Memory Access Instructions

The memory access instructions transfer data between a register and a memory location. The first operand is the register to be loaded or stored. The second is a register containing a memory address. A signed 12-bit immediate value is added to the address in the register to produce the final address for the load or store.

The load instructions perform sign extension for signed values or zero extension for unsigned values. The sign or zero extension operation fills in all 32 bits in the destination register when a smaller data value (a byte or halfword) is loaded. Unsigned loads are specified by a trailing u in the mnemonic.

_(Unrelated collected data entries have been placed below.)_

PR #581, opened 2024-02-18
fix(copymanga): search not working

aphronyx:
This PR fixes the bug that search is not working.

## Checklist

## Changes

- Added extension `.toml` to `config`
- Updated dependencies
- Updated searching url
- Extracted chapter and volume from title
- Bumped version

## Screenshots

| | Before | After |
| :-: | :-: | :-: |
| **Version** | version(before) | version(after) |
| **Search** | search(before) | search(after) |
| **Chapters** | chapters(before) | chapters(after) |

## Notes


Skittyblock (approved):
might be better to use `filter_map` in the future

PR #582, opened 2024-02-19
feat(boylove): get correct volume and chapter

aphronyx:
This PR corrects the volume number and chapter number of a chapter.

## Checklist

## Changes

- Added extension `.toml` to `config`
- Used hard tabs in `settings.json`
- Updated dependencies
- Updated filters
- Updated URLs for deep linking
- Extracted chapter and volume from title
- Bumped version

## Screenshots

| | Before | After |
| :-: | :-: | :-: |
| **Filters** | filters(before) | filters(after) |
| **Chapters** | chapters(before) | chapters(after) |
| **Version** | version(before) | version(after) |

## Notes


src/rust/zh.boylove/res/source.json
Skittyblock, line 1: why did you add trailing spaces to the urls?

also, I didn't realize before, but you shouldn't have the `url` parameter and `urls` parameter at the same time, since it'll just use `url` by default. It automatically uses the first url from `urls` as the base url for opening the web view.

aphronyx: > why did you add trailing spaces to the urls?

i forgot to remove them when pasting

> you shouldn't have the `url` parameter and `urls` parameter at the same time

i thought `url` was essential. i'll correct other sources later

PR #590, opened 2024-02-26
fix:(Suryatoon): Chapter pages not loading + Icon

Kareylo:
Checklist:


Kareylo:
Fixed the `shared reference of mutable static is discouraged` on the template, should be nice for next releases of the template

Skittyblock (changes requested):
you didn't change anything that would really affect the rest of the sources (just resolved a warning), so it doesn't make sense to bump the versions of all of them I don't think

Kareylo:
> you didn't change anything that would really affect the rest of the sources (just resolved a warning), so it doesn't make sense to bump the versions of all of them I don't think

Sounds logic to me.

Skittyblock (approved):

PR #595, opened 2024-02-29
new source: omegascans

Aeonss:
Checklist:


src/rust/en.omegascans/src/parser.rs
```diff
@@ -0,0 +1,406 @@
...
+			}
+			_ => continue,
+		}
+	}
+
+	if !genres.is_empty() {
+		genres.pop();
+	}
+
+	let url = format!("https://api.omegascans.org/query?query_string={}&series_status={}&order=desc&orderBy=total_views&series_type=Comic&page=1&perPage=1000&tags_ids=[{}]", search_query, status, genres);
```
Skittyblock, line 51: ideally use a `BASE_API_URL` constant like the `BASE_URL` constant since you use it multiple times

src/rust/en.omegascans/src/parser.rs
```diff
@@ -0,0 +1,406 @@
...
+
+	let json = Request::new(url, HttpMethod::Get)
+		.json()
+		.expect("Failed to load JSON")
```
Skittyblock, line 55: don't use `expect` or `unwrap` unless you know for a fact it won't ever be triggered. use `?` to return the error instead.

src/rust/en.omegascans/src/parser.rs
```diff
@@ -0,0 +1,406 @@
...
+
+		let url = format!("{}/series/{}", base_url, slug);
+
+		mangas.push(Manga {
+			id: slug,
+			cover: cover,
+			title: title,
+			author: String::new(),
+			artist: String::new(),
+			description: String::new(),
```
Skittyblock, line 113: use `..Default::default()` at the end of the struct to populate default values instead of including your own

src/rust/en.omegascans/src/parser.rs
```diff
@@ -0,0 +1,406 @@
...
+						1 => {
+							genres.push_str(filter_id.read().as_str());
+							genres.push(',');
+						}
+						_ => continue,
+					}
+				}
+			}
+			FilterType::Select => match filter.name.as_str() {
+				"Status" => match filter.value.as_int().unwrap_or(-1) {
```
Skittyblock, line 32: isn't this only single select? it would make more sense to use `QueryParameters`, or at the very least assign the string instead of pushing to it.

src/rust/en.omegascans/src/parser.rs
```diff
@@ -0,0 +1,406 @@
...
+			.expect("Failed to get manga slug as str")
+			.read();
+
+		let status = manga
+			.get("status")
+			.as_string()
+			.expect("Failed to get manga status as array")
+			.read();
+
+		let mut manga_status = MangaStatus::Unknown;
```
Skittyblock, line 93: this doesn't need to be mutable, just assign it to the match statement

src/rust/en.omegascans/src/parser.rs
```diff
@@ -0,0 +1,406 @@
...
+		});
+	}
+
+	Ok(MangaPageResult {
+		manga: mangas,
+		has_more: false,
+	})
+}
+
+pub fn parse_manga_listing(base_url: String, url: String, _listing: Listing, _page: i32) -> Result<MangaPageResult> {
```
Skittyblock, line 128: you don't need the `listing` and `page` parameters if you aren't using them

src/rust/en.omegascans/src/parser.rs
```diff
@@ -0,0 +1,406 @@
...
+
+	let data = json
+		.get("data")
+		.as_array()
+		.expect("Failed to get data as object");
+
+	let mut mangas: Vec<Manga> = Vec::new();
+
+	for manga in data {
+		let manga = manga.as_object().expect("Failed to get manga as object");
```
Skittyblock, line 144: looks like you're parsing it the same way as in `parse_manga_list`, so you could unify it and avoid less code duplication

src/rust/en.omegascans/src/parser.rs
```diff
@@ -0,0 +1,406 @@
...
+				volume: volume as f32,
+				chapter: index.parse::<f32>().unwrap_or_default(),
+				date_updated: date_updated,
+				scanlator: String::new(),
+				url: url,
+				lang: String::from("en"),
+			});
+			
+			
+
```
Skittyblock, line 331: don't need extra blank lines
```suggestion
```

src/rust/en.omegascans/src/parser.rs
```diff
@@ -0,0 +1,406 @@
...
+			if price != 0 {
+				continue;
+			}
+
+			let name = chapter.get("chapter_name").as_string().expect("Failed to get chapter name as str").read();
+			let index = chapter.get("index").as_string().expect("Failed to get chapter index as int").read();
+			let chapter_slug = chapter.get("chapter_slug").as_string().expect("Failed to get chapter slug as str").read();
+			let url = format!("{}/series/{}/{}", base_url, manga_id, chapter_slug);
+			let date_updated = chapter.get("created_at").as_string().expect("").read();
+			//aidoku::prelude::println!("{}", date_updated);
```
Skittyblock, line 316:
```suggestion
```

src/rust/en.omegascans/src/parser.rs
```diff
@@ -0,0 +1,406 @@
...
+	}
+		
+
+	Ok(all_chapters)
+}
+
+pub fn parse_page_list(base_url: String, manga_id: String, chapter_id: String) -> Result<Vec<Page>> {
+	let url = format!("{}/series/{}/{}", base_url, manga_id, chapter_id);
+
+	let obj = Request::new(url.as_str(), HttpMethod::Get).html()?;
```
Skittyblock, line 342: is `.as_str()` necessary? if so, you could probably just use `&` instead which is simpler

src/rust/en.omegascans/src/parser.rs
```diff
@@ -0,0 +1,406 @@
...
+
+	let mut page_list: Vec<Page> = Vec::new();
+	
+	for (i, page) in obj.select("img").array().enumerate() {
+		let obj = page.as_node().expect("node array");
+		let url = obj.attr("data-src").read();
+		let url2 = obj.attr("src").read();
```
Skittyblock, line 349: no point reading this if `url` exists

Skittyblock (changes requested):
- You can run `cargo +nightly clippy` to get some more things to fix, or suggestions for better ways of doing things
- Make sure to run `cargo +nightly fmt`
- Icon isn't fully opaque. Ideally, use a rectangular icon, but if that doesn't exist just add a background and resize to 128x128.

src/rust/en.omegascans/src/lib.rs
```diff
@@ -0,0 +1,48 @@
...
+
+#[get_manga_listing]
+fn get_manga_listing(listing: Listing, _page: i32) -> Result<MangaPageResult> {
+	let list_query = match listing.name.as_str() {
+		"Latest" => "latest",
+		"Popular" => "total_views",
+		"Alphabetical" => "title",
+		_ => "",
+	};
+	let url = format!("https://api.omegascans.org/query?query_string=&series_status=All&order=desc&orderBy={}&series_type=Comic&page=1&perPage=1000&tags_ids=[]", list_query);
```
Skittyblock, line 26: you should define `BASE_API_URL` in this file and use it here as well

src/rust/en.omegascans/src/parser.rs
Skittyblock: this still -- why are you using `push_str`?

src/rust/en.omegascans/src/parser.rs
```diff
@@ -0,0 +1,233 @@
...
+	if !genres.is_empty() {
+		genres.pop();
+	}
+
+	let url = format!("{}/query?query_string={}&series_status={}&order=desc&orderBy=total_views&series_type=Comic&page=1&perPage=1000&tags_ids=[{}]", BASE_API_URL, search_query, status, genres);
+	let json = Request::new(url, HttpMethod::Get);
+	let mangas = parse_manga(base_url.clone(), json)?;
+
+	Ok(MangaPageResult {
+		manga: mangas,
```
Skittyblock, line 57: you should just call the variable manga and then you can do this (plural of manga is manga)
```suggestion
	let manga = parse_manga(base_url.clone(), json)?;

	Ok(MangaPageResult {
		manga,
```

src/rust/en.omegascans/src/parser.rs
```diff
@@ -0,0 +1,233 @@
...
+		has_more: false,
+	})
+}
+
+pub fn parse_manga_details(base_url: String, manga_id: String) -> Result<Manga> {
```
Skittyblock, line 72: neither of these need to take ownership, but particularly the `base_url`
```suggestion
pub fn parse_manga_details(base_url: &String, manga_id: String) -> Result<Manga> {
```

src/rust/en.omegascans/src/parser.rs
```diff
@@ -0,0 +1,233 @@
...
+
+	Ok(MangaPageResult {
+		manga: mangas,
+		has_more: false,
+	})
+}
+
+pub fn parse_manga_listing(base_url: String, url: String) -> Result<MangaPageResult> {
+	let json = Request::new(url, HttpMethod::Get);
+	let mangas = parse_manga(base_url.clone(), json)?;
```
Skittyblock, line 64: don't `clone()` if you can help it! pass a reference, there's no reason the function needs to take ownership of the string when you're just using it to construct a new one
```suggestion
	let manga = parse_manga(&base_url, json)?;
```

src/rust/en.omegascans/src/parser.rs
```diff
@@ -0,0 +1,233 @@
...
+
+	Ok(Manga {
+		id,
+		cover,
+		title,
+		author,
+		artist,
+		description,
+		url,
+		categories: Vec::new(),
```
Skittyblock, line 104: use `..Default::default()` here too
```suggestion
```

src/rust/en.omegascans/src/parser.rs
```diff
@@ -0,0 +1,233 @@
...
+		let url = format!("{}/series/{}", base_url, id);
+
+		mangas.push(Manga {
+			id,
+			cover,
+			title,
+			url,
+			status: manga_status,
+			nsfw: MangaContentRating::Nsfw,
+			viewer: MangaViewer::Scroll,
```
Skittyblock, line 227: you don't need all this data for the listing; just id, cover, title, and url is good. save the rest for `parse_manga_details`.
```suggestion
```

Skittyblock (changes requested):
just a few more changes

Aeonss:
build.sh should have the right permissions (-rwxrwxr-x), but is still failing to build.

src/rust/en.omegascans/src/parser.rs
```diff
@@ -0,0 +1,213 @@
+use aidoku::{
+	error::Result, helpers::uri::encode_uri_component, prelude::format, std::net::HttpMethod,
+	std::net::Request, std::String, std::Vec, Chapter, Filter, FilterType, Manga,
+	MangaContentRating, MangaPageResult, MangaStatus, MangaViewer, Page,
+};
+
+const BASE_API_URL: &str = "https://api.omegascans.org";
```
Skittyblock, line 7: this can be imported from `lib.rs` instead (I think `crate::BASE_API_URL` would work).

src/rust/en.omegascans/src/parser.rs
```diff
@@ -0,0 +1,213 @@
...
+			},
+			_ => continue,
+		}
+	}
+
+	if !genres.is_empty() {
+		genres.pop();
+	}
+
+	let url = format!("{}/query?query_string={}&series_status={}&order=desc&orderBy=total_views&series_type=Comic&page=1&perPage=1000&tags_ids=[{}]", BASE_API_URL, search_query, status, genres);
```
Skittyblock, line 54: wait I just realized, why on earth are you loading 1000 manga in a single page? use the `page` parameter and do like 20 per page instead, same goes for listing

Aeonss: Oh sorry, that was previously before I knew about the page thing. I did it for webtoonxyz but not for omegascans lol

src/rust/en.omegascans/src/parser.rs
```diff
@@ -0,0 +1,226 @@
...
+			..Default::default()
+		});
+	}
+
+	Ok(mangas)
+}
+
+fn is_last_page(url: &String) -> bool {
+	let json = Request::new(url, HttpMethod::Get);
+	!json.json().expect("").as_object().expect("").get("data").as_array().expect("").is_empty()
```
Skittyblock, line 225: - you're re-requesting the page even when you already have a json from it (probably just check if `manga` is empty)
- don't use `expect` unless you are certain it will never be called. this will break the source until the app is restarted
- make sure there's a newline at the end of the file

Aeonss: Oops, sorry about that. Forgot I could just check the manga array. I used expect since it said I couldn't use ? in a bool function, but that's unnecessary anyway. Hope this is the last fix, thanks for the code reviews.

Skittyblock (approved):
in the future, you don't need to have a base_url for all the functions if it's not a template source, but it's fine to leave it for now I think

PR #612, opened 2024-03-18
feat: add source mangamonks

daarkdemon:
Checklist:


src/rust/en.mangamonks/src/helper.rs
```diff
@@ -0,0 +1,88 @@
...
+	excluded_tags: Vec<String>,
+	manga_type: String,
+	status: String,
+	page: i32,
+) -> String {
+	let mut url = format!("{}/genre/action/{}?term=", base_url, page);
+	if !included_tags.is_empty() || !excluded_tags.is_empty() {
+		if excluded_tags.is_empty() {
+			for tag in included_tags {
+				url.push_str(&format!("&include%5B%5D={}", tag));
```
Skittyblock, line 66: in the future it would probably be cleaner to use `QueryParameters`

src/rust/en.mangamonks/src/parser.rs
```diff
@@ -0,0 +1,149 @@
...
+		..Default::default()
+	})
+}
+
+pub fn parse_chapter_list(html: Node) -> Result<Vec<Chapter>> {
+	let mut chapters: Vec<Chapter> = Vec::new();
+
+	for chapter in html.select(".chapter-list li").array() {
+		let node = chapter.as_node().expect("Failed to get node");
+		let title = node.select("span:nth-child(1)").text().read();
```
Skittyblock, line 118: if the chapter title is always "Chapter X" (seems to be), you shouldn't include the title since Aidoku will automatically format it

src/rust/en.mangamonks/src/lib.rs
```diff
@@ -0,0 +1,151 @@
...
+			.header(
+				"Content-Type",
+				"application/x-www-form-urlencoded; charset=UTF-8",
+			)
+			.header("Accept", "application/json")
+			.header("X-Requested-With", "XMLHttpRequest")
+			.body(parameters)
+			.json()?
+			.as_object()?;
+		let results = json.get("manga").as_array()?;
```
Skittyblock, line 85: I think this should be a function in `parser.rs` since you're parsing the manga list

src/rust/en.mangamonks/src/lib.rs
```diff
@@ -0,0 +1,151 @@
...
+	let url = get_search_url(
+		BASE_URL,
+		included_tags,
+		excluded_tags,
+		manga_type,
+		status,
+		page,
+	);
+	let html = Request::new(url, HttpMethod::Get).html()?;
+	parse_manga_listing(html)
```
Skittyblock, line 129: no need for an explicit `return`, you can just have an else case and use implicit returns
```suggestion
		Ok(MangaPageResult {
			manga: mangas,
			has_more: false,
		})
	} else {
		let url = get_search_url(
			BASE_URL,
			included_tags,
			excluded_tags,
			manga_type,
			status,
			page,
		);
		let html = Request::new(url, HttpMethod::Get).html()?;
		parse_manga_listing(html)
	}
```

Skittyblock (changes requested):

Skittyblock (approved):

PR #3168, opened 2020-06-17
Update cgenius  from 2.3.6 to 2.4.4.1

madmodder123:
2.3.6 had a bug where the controller configuration menu wouldn't show up, the latest fixes this and other bugs:
https://github.com/gerstrong/Commander-Genius/blob/master/changelog.txt


joolswills:
Thanks.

lb, lbu, lh, lhu, lw: Load an 8-bit byte (lb), a 16-bit halfword (lh) or 32-bit word (lw) into the destination register. For byte and halfword loads, the instruction will either sign-extend (lb and lh) or zero-extend (lbu and lhu) to fill the 32-bit destination register. For example, the instruction lw x1, 16(x2) loads the word at the address (x2 + 16) into register x1.
sb, sh, sw: Store a byte (sb), halfword (sh) or word (sw) to a memory location matching the size of the data value.
fence: Enforce memory access ordering in a multithreaded context. This instruction ensures a coherent view of cached data across threads. fence takes two operands: the first specifies the types of memory accesses that must complete prior to the fence instruction. The second specifies the types of memory accesses controlled following the fence. The operation types ordered by this instruction are memory reads and writes (r and w) and I/O device inputs and outputs (i and o). For example, the instruction fence rw, rw will guarantee that all loads and stores involving memory addresses occurring before the fence instruction will complete before any subsequent memory loads or stores take place. This instruction ensures that any values present in processor caches are properly synchronized with memory or the I/O device.
fence.i: This instruction ensures that any stores to instruction memory have completed before the fence.i instruction completes. This instruction is primarily useful in the context of self-modifying code.

System Instructions

Of the eight system instructions, one invokes a system call, one initiates a debugger breakpoint, and the remaining six read and write system control and status registers (CSRs). The CSR manipulation instructions read the current value of the selected CSR into a register, then update the CSR by either writing a new value, clearing selected bits, or setting selected bits. The source value for the CSR modification is provided in a register or as an immediate 5-bit value. CSRs are identified by a 12-bit address. Each CSR instruction performs the read and write of the CSR as an atomic operation.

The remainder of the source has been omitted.